Yes I paid attention in 9th grade history, though I did do a term paper on the subject a bit back.
However the word progressive is key here.
Apparently "progressive" dining is the new fad in town.
I bet you Oprah let it slip how much she loves to do it and perhaps that's why its spreading like the clap on a naval base.
Well to the uninformed progressive dining is where you go to a different restaurant for every single course of the meal.
First stop drinks, second stop appetizers, third stop salads...
And so on and so forth.
Friday night a reservation came in and did the appetizer course.
Luckily I didn't have it and I mocked the poor server that did (all in good humor of course)
Well I am now turning in my crucifix and worshiping Ganash or whatever.
Karma is a bitch.
I happened to be the head server that night and about an half hour to close a nine top walks in the door looking fairly well dressed, big tip I thought, perfect way to close out a rather solid night.
I was on it like a chicken on a junebug.
As I ran around throwing tables together I went up to the host station to pick up their menus.
A gentleman from the group came over to me and said, "Oh we don't need those, we're only here for dessert, we're doing the whole progressive dining thing."
We're not even know for our desserts.
Not that their terrible, most are good in fact, just they aren't our focus.
I sigh as I lay down the dessert menus and walk off to collect my thoughts.
I grab up the other closing waitress, "Hey, want a nine top to finish off the night?"
"Fuck that, I'm going clubbing," is the answer, of course.
Well maybe they'll order a few rounds of Ports or a few other after dinner drinks.
Nine decaf coffee's is their initial order.
Who ever thought of this progressive dining needs to be drawn and quartered.
Or at least the maximum allowed in the America, waterboarding or at the very least being called dirty names in Arabic.
I get their coffee's, too bad we were low on regular or I'd pull the decaf trick...
Just kidding Decaf Nazi's!
I return to the head gentleman,"Sir are we all ready to order?"
"Are you trying to rush us or something?" He asks.
"Certainly not sir!" I respond.
Of course I am.
Our dessert guy is leaving in a few minutes and I don't really relish the thought of firing a bunch of creme brulee's or nuking "homemade" chocolate cakes.
I give them two minutes and ask again, its getting close to close time.
The gentleman rolls his eyes but the ladies start hopping up and down for their brulee's and such.
I get the order in and the cook freaks out on me for giving him a ticket of nine at that hour.
Three rounds of coffee later they're ready to be served.
I've never understood how people can down hot coffee like that, but oh well!
I let them eat their desserts and ponder what has just happened.
I hate yuppie fads.
Pinot Noir after the whole "Sideways" thing.
The Oprah book club.
Like I need her approval to think "Catcher in the Rye" is a classic, did anyone take freaking HIGH SCHOOL literature???
Crocks irk me, after all us servers have worn them literally for years.
Of course they weren't hot pink and we didn't wear them in public...

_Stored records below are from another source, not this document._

PR #1064, opened 2026-08-14
fix(bridge): clear extension approval card on the answer, not the next event

edenreich:
## Problem

Tool-approval cards mirrored to the opentask extension panel appeared and then vanished milliseconds later, forcing the user to answer in the terminal.

The bridge's `chatPump` sent `approval_resolved` on **the first chat event after an `approval_request`**, assuming the agent turn blocks on the approval so nothing streams until the user answers. That assumption is false: `approval_request` takes a fast intercept path to the socket, while the tool-call chat events for the same turn are buffered through `RenderAGUI` and flush *after* it — each one tripping the "next event = answered" heuristic.

Confirmed via the extension's service-worker log:

```
approval_request         ← card shows
chat_event REASONING_END
chat_event TOOL_CALL_START/ARGS/END
approval_resolved        ← card cleared
```

## Fix

- Resolve on an explicit **`ToolApprovalResolvedEvent`** (new `domain` event, a `ChatEvent`), broadcast from `Coordinator.HandleToolApprovalResponse` — the single point where **both** terminal and panel answers converge. `chatPump` now emits `approval_resolved` only on that event; the speculative next-event heuristic is gone.
- Make `EventBridge.Publish` deliver control events reliably: streaming `ChatChunkEvent`s stay droppable (a lost delta is cosmetic), but a full buffer now **evicts the oldest chunk** to make room for a control frame instead of silently dropping it — so the approval (and the new resolved event) survive a long-response flood. Fully non-blocking, no cross-subscriber coupling.

## Tests

- `TestExtensionBridgeApprovalSurvivesTrailingEvents` — a trailing chat event must not resolve the card; only `ToolApprovalResolvedEvent` does.
- `TestPublish_DeliversControlEventWhenBufferFull` / `TestPublish_DropsChunksWhenBufferFull` — control events survive a saturated buffer; chunks stay droppable.

All pass with `-race`; `task precommit:run` clean.

Pairs with opentask#142 (the extension side).

### DIFF
--- a/internal/display/macos/event_bridge.go
+++ b/internal/display/macos/event_bridge.go
@@ -35,8 +35,8 @@ func NewEventBridge() *EventBridge {
 	}
 }
 
-// Publish broadcasts an event to all subscribers
-// Non-blocking: if a subscriber's channel is full, the event is dropped for that subscriber
+// Publish broadcasts an event to every subscriber. Delivery is non-blocking so
+// one slow subscriber can never stall the bus for the others.
 func (eb *EventBridge) Publish(event domain.ChatEvent) {
 	eb.subMutex.Lock()
 	eb.eventBuffer.Value = event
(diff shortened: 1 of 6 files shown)


internal/display/macos/event_bridge.go
```diff
@@ -45,16 +45,35 @@ func (eb *EventBridge) Publish(event domain.ChatEvent) {
...
+	select {
+	case s.ch <- event:
+		return
+	default:
+	}
+	if droppable {
+		return
+	}
+	// Buffer full. We hold s.mu, so no other producer adds and the consumer only
+	// drains - freeing a slot that stays free - so this send cannot block.
```
edenreich:
```suggestion
```

internal/display/macos/event_bridge.go
```diff
@@ -45,16 +45,35 @@ func (eb *EventBridge) Publish(event domain.ChatEvent) {
...
+	select {
+	case <-s.ch: // discard the oldest buffered event to make room
```
edenreich:
```suggestion
	case <-s.ch:
```

PR #1083, opened 2026-08-19
fix(computer-use): dock annotations, single-resample frames, saner frame retention

edenreich:
## Summary

Computer-use agents on macOS could not reliably click small UI like Dock icons. This PR fixes the whole grounding pipeline: frame retention, resampling, aspect-preserving coordinate mapping, OS-chrome annotation, a region zoom for native-resolution inspection, and annotation-parser robustness. Verified end to end: the agent zoomed into the Dock, identified Find My at exact coordinates, clicked it, and the app launched.

## Changes

- config/prompts.go: screen annotator prompt covers OS chrome (Dock icons, menu bar, desktop icons); GetLatestFrame description documents region zoom.
- internal/services/screenshot_server.go: single uniform resample from the native capture (was physical -> logical -> stretched 1024x768, losing Retina detail and skewing VLM grounding).
- config/computer_use.go: FitDims fits frames inside the target box with one scale factor (aspect preserved); default screenshot.buffer_size 5 -> 60 (frame files lived ~15s, shorter than the LLM round-trip that reads them).
- internal/agent/tools: MouseClick/MouseMove derive their API space from FitDims so capture and click mapping cannot disagree; GetLatestFrame accepts region {x,y,width,height} in frame space - the rectangle is re-captured at native resolution, annotated, and element coordinates are translated back into frame space.
- internal/display/resize.go: ResizeImage shared by the capture path and the zoom tool.
- internal/vlm: annotation parser salvages the summary and well-formed elements from malformed/truncated replies; default annotator max_tokens 1024 -> 4096 (dense annotations were truncated mid-JSON).

Follow-up: accessibility-tree grounding - #998.


internal/services/screenshot_server.go
```diff
@@ -223,22 +222,20 @@ func (s *ScreenshotServer) captureScreenshot() error {
...
-	targetW := s.cfg.ComputerUse.Screenshot.TargetWidth
-	targetH := s.cfg.ComputerUse.Screenshot.TargetHeight
-
-	if targetW > 0 && targetH > 0 {
-		img = resizeImage(img, targetW, targetH)
-		width = targetW
-		height = targetH
+	// Resize once from the native capture, uniformly on both axes: an
+	// intermediate physical->logical downsample loses Retina detail, and
+	// stretching to a fixed box skews VLM coordinate grounding.
```
edenreich:
```suggestion
```

PR #447, opened 2023-12-14
fix: Add ERC6909 support

zhongeric:
## Related Issue
Rebased now signed commits into the PR for attribution. Functionaly same as #422 

## Description of changes


src/ERC6909Claims.sol
```diff
@@ -0,0 +1,22 @@
+// SPDX-License-Identifier: MIT
+pragma solidity >=0.8.0;
+
+import {ERC6909} from "./ERC6909.sol";
+
+/// @notice ERC6909Claims inherits ERC6909 and implements an internal burnFrom function
+abstract contract ERC6909Claims is ERC6909 {
+    /// @notice Burn `amount` tokens of token type `id` from `from`.
```
marktoda, line 8: think its important to note that if from !== msg.sender they must be operator

marktoda (dismissed):
lgtm! would be good to have sara or alice look again too tho

snreynolds (approved):
lgtm

PR #449, opened 2023-12-18
Accumulate protocol fees as 6909s 

zhongeric:
Squashed #392 to clean up history


src/PoolManager.sol
```diff
@@ -307,6 +311,17 @@ contract PoolManager is IPoolManager, Fees, NoDelegateCall, ERC6909Claims {
         emit ProtocolFeeUpdated(id, newProtocolFee);
     }
 
+    function collectProtocolFees(address recipient, uint256 id, uint256 amount)
```
zhongeric, line 314: There was a comment on the previous PR on whether or not we should expose this entrypoint for the feeController. I think governance would appreciate just being able to call this func on core, and not having to lock + handle the callback. What do ppl think?

hensha256: yeah i think worth keeping it as this function so its as simple as possible without needing a custom lockAcquired function

hensha256: though do you think its worth putting a `burn` function on our 6909 that anyone can call (without a lock) that just burn their 6909s and get the tokens? `burn` doesnt feel like it would need a lock as it wouldnt change any of the reserves

test/PoolManager.t.sol
```diff
@@ -1,6 +1,8 @@
 // SPDX-License-Identifier: UNLICENSED
 pragma solidity ^0.8.20;
 
+import {console2} from "forge-std/console2.sol";
```
hensha256, line 4: remove :)

test/PoolManager.t.sol
```diff
@@ -982,19 +1002,48 @@ contract PoolManagerTest is Test, Deployers, GasSnapshot {
...
+
+        uint256 feesAccrued = manager.balanceOf(address(feeController), currency1.toId());
+        console2.log(feesAccrued);
+
+        vm.prank(address(feeController));
+        if (balanceToClaim == 0 || balanceToClaim == feesAccrued) {
+            // Expect that they claimed their entire balance
+            manager.collectProtocolFees(protocolFeeRecipient, currency1.toId(), balanceToClaim);
+            assertEq(currency1.balanceOf(protocolFeeRecipient), feesAccrued);
+            assertEq(manager.balanceOf(address(feeController), currency0.toId()), 0);
```
hensha256, line 1032:
```suggestion
            assertEq(manager.balanceOf(address(feeController), currency1.toId()), 0);
```

i think this needs to be for currency1 to check that their 6909 balance is 0 (because fees were accrued in currency1)

test/PoolManager.t.sol
```diff
@@ -982,19 +1002,48 @@ contract PoolManagerTest is Test, Deployers, GasSnapshot {
...
+        (Pool.Slot0 memory slot0,,,) = manager.pools(key.toId());
         assertEq(slot0.protocolFee, protocolFee);
+
+        // token 1 for 0
+        IPoolManager.SwapParams memory swapParams =
+            IPoolManager.SwapParams(false, SafeCast.toInt256(swapAmount), TickMath.MAX_SQRT_RATIO - 1);
+        swapRouter.swap(key, swapParams, PoolSwapTest.TestSettings(true, true, false), ZERO_BYTES);
+
+        uint256 feesAccrued = manager.balanceOf(address(feeController), currency1.toId());
+        console2.log(feesAccrued);
```
hensha256, line 1025: remove :)

test/PoolManager.t.sol
```diff
@@ -982,19 +1002,48 @@ contract PoolManagerTest is Test, Deployers, GasSnapshot {
...
+        manager.setProtocolFee(key);
+        (Pool.Slot0 memory slot0,,,) = manager.pools(key.toId());
         assertEq(slot0.protocolFee, protocolFee);
+
+        // token 1 for 0
+        IPoolManager.SwapParams memory swapParams =
+            IPoolManager.SwapParams(false, SafeCast.toInt256(swapAmount), TickMath.MAX_SQRT_RATIO - 1);
+        swapRouter.swap(key, swapParams, PoolSwapTest.TestSettings(true, true, false), ZERO_BYTES);
+
+        uint256 feesAccrued = manager.balanceOf(address(feeController), currency1.toId());
```
hensha256, line 1024: maybe assert that currency0 balance is 0 here

hensha256 (commented):
Mostly looking great! Just a few things

test/PoolManager.t.sol
```diff
@@ -982,19 +1002,48 @@ contract PoolManagerTest is Test, Deployers, GasSnapshot {
...
+        console2.log(feesAccrued);
+
+        vm.prank(address(feeController));
+        if (balanceToClaim == 0 || balanceToClaim == feesAccrued) {
+            // Expect that they claimed their entire balance
+            manager.collectProtocolFees(protocolFeeRecipient, currency1.toId(), balanceToClaim);
```
snreynolds, line 1030: I think you can move this line up. Same logic regardless of claim amount.

test/PoolManager.t.sol
```diff
@@ -982,19 +1002,48 @@ contract PoolManagerTest is Test, Deployers, GasSnapshot {
...
+            assertEq(currency1.balanceOf(protocolFeeRecipient), feesAccrued);
+            assertEq(manager.balanceOf(address(feeController), currency0.toId()), 0);
+        } else if (balanceToClaim < feesAccrued) {
+            // Expect that they claimed some of their balance
+            manager.collectProtocolFees(protocolFeeRecipient, currency1.toId(), balanceToClaim);
+            assertEq(currency1.balanceOf(protocolFeeRecipient), balanceToClaim);
+            assertEq(manager.balanceOf(address(feeController), currency1.toId()), feesAccrued - balanceToClaim);
```
snreynolds, line 1037: could add currency0 balance check here too

snreynolds (changes requested):
small change but lgtm

.gitmodules
```diff
@@ -11,3 +8,6 @@
 [submodule "lib/solmate"]
 	path = lib/solmate
 	url = https://github.com/transmissions11/solmate
+[submodule "lib/forge-std"]
```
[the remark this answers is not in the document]
zhongeric: Mmm version may have changed let me double check

test/PoolManager.t.sol
zhongeric: Ah yes great catch

test/PoolManager.t.sol
zhongeric: yep sounds good

test/PoolManager.t.sol
zhongeric: Wait actually no we can't move it up because we need to expect revert in the case where balance is > claimable

.gitmodules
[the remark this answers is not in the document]
zhongeric: doesn't look like we bumped the submodule, I'll reorder manually

src/PoolManager.sol
zhongeric: Yea I like just having the collect fees func and not exposing burn outside of a lock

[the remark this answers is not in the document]
hensha256: The more i think about it the more that makes sense... the fee controller doesnt care that theyre accruing as 6909s behind the scenes right, they just want to collect the current?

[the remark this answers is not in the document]
zhongeric: Hmm good point. However I do think this relates back to the discussions we had a long time ago about 6909s in general, how we didn't want to write wrappers over all of the functions to enable calling them with `Currency` instead of `uint256` as per the standard. Right now in core we have a clear distinction where ERC20s use Currency (take and settle), and 6906s use the id (mint/burn). Since fees are explicitly accumulated as 6909s instead of ERC20s (they are claims to a balance left in core), I think it makes sense to have this be `id` instead of `currency`. Wdyt?

hensha256 (approved):

src/PoolManager.sol
```diff
@@ -307,6 +311,17 @@ contract PoolManager is IPoolManager, Fees, NoDelegateCall, ERC6909Claims {
...
+        external
+        returns (uint256 amountCollected)
+    {
+        if (msg.sender != address(protocolFeeController)) revert InvalidCaller();
```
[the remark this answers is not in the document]
zhongeric: Yea so because we accrue to the fee controller the owner can't claim without approval. Like feels weird to have that now compared to before when it was in a separate mapping

src/PoolManager.sol
snreynolds: I think we should expose just collect fees then?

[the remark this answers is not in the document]
snreynolds: Hmm right I remember this discussion and we left `mint` and `burn` to have `id`, which would then make sense to make this param an `id` unless we changed all of them to be Currency. I think I don't have a strong preferance either way.. I am forgetting why we felt strongly that mint and burn should be id?

src/PoolManager.sol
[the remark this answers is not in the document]
snreynolds: Technically I think we could allow the owner to pull fees from the protocolFeeController with no approval but that is odd behavior and unexpected/outside the standard... That also would mean the `owner` could always transfer fees from a bricked protocolFeeController to a new one though

src/PoolManager.sol
ewilz: Not a fan of this function if we accumulate in 6909. Let the owner collect fees just like any other 6909 owner. This is basically how V2 works, but theres a utility contract so it's easy to make a governance call.

zhongeric: Oh interesting, like push it to periphery? I think the main rationale was to not make governance handle lock etc. but yea that would work

test/PoolManager.t.sol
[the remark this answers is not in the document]
zhongeric: this is outdated, fixed on latest commit

PR #450, opened 2023-12-18
`payOnBehalf` function

hensha256:
This PR builds on top of #442 

This function allows someone to call `payOnBehalf` to move debt from someone else's deltas to their own. This can be used to
- pay off another address' debt e.g. to pay a fee to a hook
- effectively "send" money to another address by crediting to their delta so that they can call `take`

2 examples are provided in the tests:
- A hook that takes a fee with `take` on the output of a swap. The router can then call `payOnBehalf(hook)` to move that delta to the router's account. The router then can see their net "out" on the swap and `take` it.
- A hook that NoOps swaps, and instead swaps on another pool. This leaves the hook with a debt of input tokens, and a credit of output tokens both of which need to be sent to the user. To credit the output tokens to the user the hook calls `payOnBehalf(router, outputToken)` which moves the tokens owed to the router's delta. The router then calls `payOnBehalf(hook, inputToken)` to pay the input of the swap, and `take(outputToken)` to take out their credited output tokens.


src/test/PoolSwapWithFeeTest.sol
```diff
@@ -0,0 +1,78 @@
...
+        sender = (sender == address(this)) ? data.sender : sender;
+
+        BalanceDelta delta = manager.swap(data.key, data.params, "");
+
+        if (data.params.zeroForOne) {
+            // settle input
+            _settle(data.key.currency0, sender, delta.amount0(), true);
+
+            // settle output and fee
+            manager.acceptDebt(data.key.currency1, address(data.key.hooks), TOTAL_DEBT);
```
saucepoint, line 61: i can get behind this pattern. almost all debt creation will originate from the hook address (hook fees, custom curves)

also it creates a "best practice" where debt _should_ originate from the hook address and not some external contract

---

an alternative would be implementing a way to pay down all debt (regardless of address) but I dont think this is feasible because of the mapping-based accounting

hensha256: yeah thats a nice point about it starting a best practice - i hadnt thought of that.

This function also makes it possible for the hook to "transfer" funds back to the router by having the hook call `manager.acceptDebt(router, x)`. The router will then have a balance of x tokens they can withdraw and give to the user. You can imagine this for a case where the hook performs a swap or withdraws liquidity and wants to give the output tokens to the user. The second use-case `acceptDebt` is called _before_ the debt is "created" so i think we're going to rename the function to `settleFor` or `payOnBehalf` or something like that.

src/PoolManager.sol
```diff
@@ -39,10 +39,12 @@ contract PoolManager is IPoolManager, Fees, NoDelegateCall, ERC6909Claims {
     /// @inheritdoc IPoolManager
     int24 public constant MIN_TICK_SPACING = TickMath.MIN_TICK_SPACING;
 
+    uint256 public constant TOTAL_DEBT = uint256(0);
```
zhongeric, line 42: nit: would appreciate a comment here saying that this is a sentinel value for target's entire delta balance

test/PoolManager.t.sol
```diff
@@ -770,6 +775,38 @@ contract PoolManagerTest is Test, Deployers, GasSnapshot {
...
+        vm.etch(hookAddr, address(impl).code);
+
+        (key,) = initPoolAndAddLiquidity(currency0, currency1, IHooks(hookAddr), 100, SQRT_RATIO_1_1, ZERO_BYTES);
+
+        PoolSwapWithFeeTest router = new PoolSwapWithFeeTest(manager);
+        MockERC20(Currency.unwrap(currency0)).approve(address(router), Constants.MAX_UINT256);
+
+        IPoolManager.SwapParams memory params =
+            IPoolManager.SwapParams({zeroForOne: true, amountSpecified: 100, sqrtPriceLimitX96: SQRT_RATIO_1_2});
+        router.swapExactInput(key, params, 95);
```
zhongeric, line 790: can we also add a test where the hook taking a fee causes the amountOut (after paying on behalf) to drop below minAmountOut and make sure that it reverts?

src/test/PoolSwapWithNoOpTest.sol
```diff
@@ -0,0 +1,74 @@
...
+
+        // check that the hook has an input token debt, and this address is owed output tokens
+        require(inputDelta > 0 && outputDelta < 0);
+
+        // move the hook's input debt to this address and then settle it
+        manager.payOnBehalf(currencyIn, address(data.key.hooks), uint256(inputDelta));
+        _settle(currencyIn, sender, inputDelta.toInt128(), true);
+
+        // take the input tokens
+        _take(currencyOut, sender, outputDelta.toInt128(), true);
```
zhongeric, line 70: no check for minAmountOut here?

src/test/PoolSwapWithNoOpTest.sol
```diff
@@ -0,0 +1,74 @@
...
+        int256 outputDelta = manager.currencyDelta(address(this), currencyOut);
+
+        // check that the hook has an input token debt, and this address is owed output tokens
+        require(inputDelta > 0 && outputDelta < 0);
+
+        // move the hook's input debt to this address and then settle it
+        manager.payOnBehalf(currencyIn, address(data.key.hooks), uint256(inputDelta));
+        _settle(currencyIn, sender, inputDelta.toInt128(), true);
+
+        // take the input tokens
```
zhongeric, line 69: nit: output tokens

src/test/PoolSwapWithNoOpTest.sol
```diff
@@ -0,0 +1,74 @@
...
+        Currency currencyOut = data.params.zeroForOne ? data.key.currency1 : data.key.currency0;
+
+        int256 inputDelta = manager.currencyDelta(address(data.key.hooks), currencyIn);
+        int256 outputDelta = manager.currencyDelta(address(this), currencyOut);
+
+        // check that the hook has an input token debt, and this address is owed output tokens
+        require(inputDelta > 0 && outputDelta < 0);
+
+        // move the hook's input debt to this address and then settle it
+        manager.payOnBehalf(currencyIn, address(data.key.hooks), uint256(inputDelta));
```
zhongeric, line 66: do you think a sample implementation would also have a `maxAmountIn` param to protect users from hooks taking more input than required?

zhongeric (commented):
looking good!

src/PoolManager.sol
```diff
@@ -291,6 +297,13 @@ contract PoolManager is IPoolManager, Fees, NoDelegateCall, ERC6909Claims {
         _burnFrom(from, id, amount);
     }
 
+    // Allows one caller to resolve a debt on behalf of another address
+    function payOnBehalf(Currency currency, address caller, uint256 amount) external isLocked {
```
marktoda, line 301: what about `transferDelta`?

src/PoolManager.sol
```diff
@@ -142,9 +144,13 @@ contract PoolManager is IPoolManager, Fees, NoDelegateCall, ERC6909Claims {
     }
 
     function _accountDelta(Currency currency, int128 delta) internal {
+        _accountDeltaForTarget(currency, delta, msg.sender);
+    }
+
+    function _accountDeltaForTarget(Currency currency, int128 delta, address target) internal {
```
marktoda, line 150: what about just `_accountDeltaFor`? think target in name is maybe duplicative

src/PoolManager.sol
marktoda: would max uint be better here?

hensha256: 0 is much cheaper calldata so its what we use [in UR](https://github.com/Uniswap/universal-router/blob/41183d6eb154f0ab0e74a0e911a5ef9ea51fc4bd/contracts/libraries/Constants.sol#L11), and [SwapRouter02](https://github.com/Uniswap/swap-router-contracts/blob/550c0f20373a487996fcc957075377b67af9df07/contracts/libraries/Constants.sol#L8) to signal "the entire value".
However happy to discuss if you have a strong reason for changing!

src/PoolManager.sol
ewilz, line 301: with this function can't the user's `accountDelta` and `balanceDelta` return from a function be out of whack?? seems unideal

I do think my favorite was seeing all the giant 70K SUV's with Howard Dean or John Kerry stickers attached to them like badges.
I hope this one dies an early death.
After all this is the first one to actually affect me with more than just minor annoyance.
The time I could have spent shutting down the kitchen or cleaning tables was spent with endless coffee refills and table maintenance.
I can't believe they turned me down on my Port offer, instead they're sucking down Sanka like the rapture is coming.
Eventually I drop off their check, 67 bucks.
"Can we have split checks?"
As I'm working at my computer station I think of all the other poor servers that had to deal with them.
At least I had them later rather than in the middle of the rush.
I bet their appetizer server about had a fit the second he walked through the kitchen door.
Of course I did make a slip up, I was running around doing close cleaning during the breaks I had with the table.
As I was quite busy playing catch up with my work, I didn't even think to put the grat on their tickets.
As they walk out the door I pick up the tickets.
Nine bucks, that won't even buy my the amount of booze it will take to forget them and this stupid new fad.